Published: Thursday, September 12, 2013

Updated: Thursday, September 12, 2013 01:09

George Zimmerman might as well start his own reality TV show. 

Ever since the death of 17-year-old Trayvon Martin, the media has had a field day reporting Zimmerman’s every mistake. 

Once again, the infamous Zimmerman has made
headlines. 

According to reports from the Lake Mary police, Zimmerman’s estranged wife reported to being threatened with a gun Monday. 

As a man who was given a second chance at life by the Florida court system’s not-guilty verdict, one would think Zimmerman would decide to stay under the radar. 

Unfortunately, going through a divorce with his wife Shellie seems to have made that difficult for him. 

Only hours after the reports of the gun threat, the story took a twist when no gun was found on Zimmerman and his estranged wife changed her story. According to police, Shellie and her father then said they never saw a gun and did not wish to press charges. 

To make the situation even more complicated, Shellie claimed she and Zimmerman were arguing about property when he struck her father — something she said she recorded on her iPad, which was later smashed over Zimmerman’s knee, according to the police report. 

There was a neighborhood surveillance camera that recorded some of the action, but the footage doesn’t provide much detail, according to the police report.

The fact Shellie made a 911 call, but then did not wish to press charges for any of the actions, raises some questions as to why she called in the first place. 

The story continued to get more convoluted when police took the broken iPad to recover the footage and investigate to press charges, despite Shellie’s request to not press charges.
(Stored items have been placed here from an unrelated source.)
Issue #560, opened 2026-08-31
[#295] Contract commit section and E2E admissibility scenario


Cyrax321:
### Affected component

Core (recovery, state validation)

Parent epic: #295. See execution board #550 for wave context and dependency chain.

### What problem does this solve?

Contract does not name which commitments forced the verdict, and no E2E proves crash->downstream->refuse through the public CLI/MCP.

### Proposed solution

* RecoveryContract gains `blocking_commitments: list[{action_id, consumed_seq, reason}]`
* Render in CLI text/JSON and MCP `continuum_resume`
* E2E: checkpoint at N, complete downstream action consuming N+1 output, crash, attempt resume at N, assert refused with commitment named; then repair path asserts correct mode
* Docs in `references/concepts.md` + `references/architecture.md`

Depends on: [#295] reachability.

Files: `src/continuum/models.py` (contract), `src/continuum/cli/main.py`, `benchmarks/` corpus registration as unsafe-restore class.

### Alternatives considered

Log-only commitment check. Rejected: must be in sealed contract for audit.

### Is this a breaking change?

No

### Would you like to work on this?

Yes, I have a plan

Cyrax321:
Verified complete on main, closing with evidence.

- Contract names each blocking commitment with chain position in both invalidated and evidence (src/continuum/recovery/contract.py), so the refusal is auditable.
- Docs: UPGRADE_SPEC section 14 plus references/architecture.md and references/concepts.md.
- End-to-end crash, downstream, refuse scenario in tests/test_admissibility_e2e.py, green on main along with the check and inputs files (24 tests total).

Refs #295, refs #550.

Issue #559, opened 2026-08-31
[#295] Commitment graph reachability and validator mapping


Cyrax321:
### Affected component

Core (recovery, state validation)

Parent epic: #295. See execution board #550 for wave context and dependency chain.

### What problem does this solve?

Validator has no check that a proposed restore point N is commitment-admissible. A downstream completed action may have consumed outputs after N, making N unsafe for plain RESUME.

### Proposed solution

* On resume from checkpoint N, walk forward over completed actions' consumed_inputs: if any `checkpoint_seq > N` or `event_position > N` is consumed, N is inadmissible
* Map to modes: admissible -> RESUME; fixable via re-derivation -> REPAIR_AND_RESUME; needs human -> REQUEST_HUMAN
* Machine-readable reason `checkpoint 42 inadmissible: consumed by action <id> at seq 57`
* Deterministic graph BFS, no heuristics

Depends on: [#295] consumed-input refs + [#288] DAG.

Files: `src/continuum/recovery/engine.py`, `src/continuum/state/validator.py`, new `recovery/admissibility.py`, tests.

### Alternatives considered

Allow inadmissible resume with warning. Rejected: fail-closed contract.

### Is this a breaking change?

No

### Would you like to work on this?

Yes, I have a plan

Cyrax321:
Verified complete on main, closing with evidence.

- Reachability walk: check_admissibility in src/continuum/state/validator.py walks COMPLETED actions forward over checkpoint_seq, event_positions, component_ids, and action_ids. Empty refs stay admissible, old rows without the field stay admissible.
- Mode mapping: admissible restores proceed to RESUME; re-derivable blocks map to REPAIR_AND_RESUME; action-graph blocks map to REQUEST_HUMAN (src/continuum/recovery/engine.py assess, covered by test_engine_maps_action_ids_to_request_human).
- Machine-readable reason with chain positions, deterministic ordered walk, no heuristics.
- Tests: tests/test_admissibility_check.py plus the e2e and inputs files, 24 tests total, green on main.

Note: the MCP caller surface for consumed_inputs is PR #645 under #558. Additive, not a blocker for this issue's criteria. Refs #295, refs #550.

Issue #558, opened 2026-08-31
[#295] Consumed-input refs on completed actions for admissibility


Cyrax321:
### Affected component

Core (recovery, state validation)

Parent epic: #295. See execution board #550 for wave context and dependency chain.

### What problem does this solve?

Completed actions do not record which checkpoint components or prior action outputs they consumed, so restore-point admissibility cannot be checked (DART commitment graph).

### Proposed solution

Add optional `consumed_inputs: {checkpoint_seq: int, event_positions: list[int], action_ids: list[str]}` to ACTION_COMPLETED payload or ledger row:
* caller-supplied (generic `key` derivation site), validated but not required for old rows (defaults empty -> admissible)
* stored in ledger `action_index` projection as well as events for O(1) lookup
* successor to #288 caused_by: caused_by is causal, consumed_inputs is commitment

Files: `src/continuum/models.py`, `src/continuum/actions/ledger.py`, `src/continuum/storage/`, tests.

### Alternatives considered

Derive consumed_inputs from timestamps. Rejected: not deterministic, not auditable.

### Is this a breaking change?

No

### Would you like to work on this?

Yes, I have a plan

Cyrax321:
Claiming this. Plan: optional consumed_inputs on ACTION_COMPLETED (caller-supplied, validated, defaults empty so old rows stay admissible), stored in both events and the action_index projection, following the #551 caused_by precedent. Branch: feat/admissibility-558. Refs #295, refs #550.

PR #1018, opened 2026-09-14
feat: trace subagent delegation and record context compaction

Cyrax321:
## Description

Tracks subagent delegation chains across runs (SubagentSpan model, SUBAGENT_SPAWNED, COMPLETED, FAILED events, GenericAgentAdapter hooks, provenance spans) and records context compaction boundaries (PRECOMPACT_HOOK with retained and compacted counts, StateStatus.PARTIAL for pre-compaction evidence, validator downgrade of VALID to PARTIAL only, provenance compactions list, CLI provenance output). Includes admissibility format and lint touch ups already on this branch.

## Related issues

Refs #558, #559, #560 for the format portion. No related issue for the subagent and precompact portion, this continues the delegation tracing work on this branch.

## Types of changes

- Type: `feature`

## Breaking changes

No.

## How has this been tested?

pytest tests/test_subagent_span.py -q (16 passed, Python 3.13)
ruff check on touched src and test files (pass)

## Checklist

## Additional context

Branch holds 9 commits vs main: 1 format commit, 1 subagent base, 7 precompact splits (models, events, adapters, validator, provenance, cli, tests). Working tree clean, pushed as origin/feat/precompact-adapter.

## Summary by CodeRabbit

* **New Features**
  * Added provenance tracking for subagent activity, including delegation, completion, failure, and task details.
  * Added context-compaction records with retained and summarized event counts.
  * Human-readable provenance output now includes subagent statuses and compaction summaries.
* **Bug Fixes**
  * Partially validated evidence is now clearly marked as stale and cannot be safely used to resume work.
  * Evidence affected by context compaction is downgraded appropriately during validation.
  * Recovery briefings now include partial-state items among information that should not be relied upon.


src/continuum/state/validator.py
```diff
@@ -379,6 +407,90 @@ def _apply_dependency_status(
...
+        evidence = []
+        changed = False
+        for item in state.evidence:
+            provenance = getattr(item, "provenance", None)
+            source_sequence = getattr(provenance, "source_sequence", None)
+            if (
+                item.status is StateStatus.VALID
+                and isinstance(source_sequence, int)
+                and source_sequence <= int(latest.sequence)
+                and source_sequence >= int(latest.sequence) - compacted
```
Cyrax321, line 476: This is the one I'd want fixed before merge, because it marks the wrong evidence and PARTIAL sits in `_UNUSABLE`, so it directly moves the resume verdict.

Reproduced: five evidence events at sequences 2-6, a PRECOMPACT_HOOK at sequence 7 recording retained_events=2, compacted_events=2. The result is that ev4 and ev5, the two most recent, become PARTIAL, while ev1-ev3 stay VALID.

Real context compaction summarizes the older prefix and keeps the recent tail; that is what /compact in a coding CLI does and what the adapter docstring describes ("when an agent's context window is full and the framework compacts the history"). So this marks the evidence that survived intact as unusable and leaves the evidence that was actually summarized away as authoritative, which is the inverse of the intent. The CLI text "evidence kept as partial" then reports the wrong set too.

Separately, the window bound does not agree with the docstring above it. The docstring says evidence whose source sequence "predates the latest compaction" cannot be fully verified, which reads as everything before the hook, but the code only marks the last `compacted` events before it. Any older evidence that was also compacted stays VALID, and a case where retained + compacted does not equal the event count, like the reproduction above, is silently ignored rather than surfaced.

The fix needs an explicit statement of which region `retained_events` and `compacted_events` refer to, and the marking should follow it. If retention keeps the recent tail, the PARTIAL region is the older prefix, not this window.

Cyrax321 (commented):
Reviewed. I'd hold this until the compaction-window question is settled, because I reproduced two behaviors that don't match what the PR description claims, and one of them inverts the safety marking this feature exists to make. The 16 new tests pass and the event model is clean; the issues are in the derivation logic, not the plumbing. (GitHub will not let the author approve their own PR, so this is a comment rather than a state.)

The subagent tracing is the solid half. The compaction half marks the wrong evidence, and the briefing surfacing it promises is not wired up.

src/continuum/provenance/graph.py
```diff
@@ -162,6 +166,40 @@ def build_provenance_graph(events: Any) -> ProvenanceGraph:
...
+                    "parent_run_id": ev.run_id,
+                    "subagent_run_id": payload.get("subagent_run_id", ""),
+                    "task_description": payload.get("task_description", ""),
+                    "status": "active",
+                }
+            )
+        elif ev.type in (EventType.SUBAGENT_COMPLETED, EventType.SUBAGENT_FAILED):
+            payload = dict(ev.payload) if isinstance(ev.payload, dict) else {}
+            subagent_run_id = payload.get("subagent_run_id", "")
+            for span in graph.subagent_spans:
```
Cyrax321, line 185: Reproduced a status misattribution when a subagent id is reused, which is what a retry looks like. Spawn `child`, complete it failed with summary "boom", re-spawn `child` for a retry, complete it successfully with "ok". The first span then reports status `completed` and result_summary `ok`, so the failed attempt is recorded as successful, and the retry span stays `active` with no `result_summary` key at all, so it reads as still running after it finished.

The handler matches on `subagent_run_id` alone and takes the first hit, so a second completion for the same id lands on the earliest span instead of the one that corresponds to it. Matching the completion to the spawn that precedes it in sequence, rather than by id alone, fixes both spans. Worth noting the span dict also omits `result_summary` at creation, which is why `cmd_provenance` reads it through `.get()` and why the missing key went unnoticed.

src/continuum/checkpoint/context.py
```diff
@@ -44,7 +44,9 @@
 #: many short tokens sits lower. Used only for budgeting, never for billing.
 _CHARS_PER_TOKEN = 4
 
-_TERMINAL = frozenset({StateStatus.INVALID, StateStatus.STALE, StateStatus.CONFLICTED})
+_TERMINAL = frozenset(
+    {StateStatus.INVALID, StateStatus.PARTIAL, StateStatus.STALE, StateStatus.CONFLICTED}
```
Cyrax321, line 48: The description says recovery briefings now include partial-state items among the information that must not be relied on. Adding PARTIAL here does not deliver that, because `_stale_section` renders decisions, findings, and external dependencies only; it never iterates `state.evidence`. The compaction path marks nothing but evidence PARTIAL, so this addition is inert for the case it was added for, and no partial evidence reaches the operator.

The blocking half works, since PARTIAL is in `_UNUSABLE` and the validator appends the ComponentValidationEntry, so `assess` sees the run as unsafe. But the operator is told the run cannot resume without being told why in the briefing, and `_provenance_map_section` renders evidence with no status at all. Either an evidence pass in `_stale_section` or a status marker in the provenance map would close the gap.

Cyrax321 (commented):
Maintainer re-review at current head. The prior review holds: subagent tracing is the solid half, but the compaction-window derivation marks the wrong evidence and the promised briefing surfacing is not wired. Resolve the derivation behavior against the PR description claims before merge. Note: GitHub blocks approval events on self-authored PRs, so this is a comment review. Rebase out of dirty state.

In a Lake Mary police press release Wednesday afternoon, officer Zach Hudson said the police would do just as much work to recover iPad video for any case, but this seems to be a publicity stunt to satiate a media culture that seems to thrive on the drama and personal lives.  

A reality TV show may not evolve from Zimmerman’s ridiculous life and numerous encounters with the law, but it wouldn’t be a surprise if, like the Casey Anthony case, a TV movie came out about his chatoic life.  

If this were a domestic disturbance case of an unknown couple, it would not make headlines, but because Zimmerman is under a microscope, his small encounters with the law just keep drawing more unwanted attention to himself.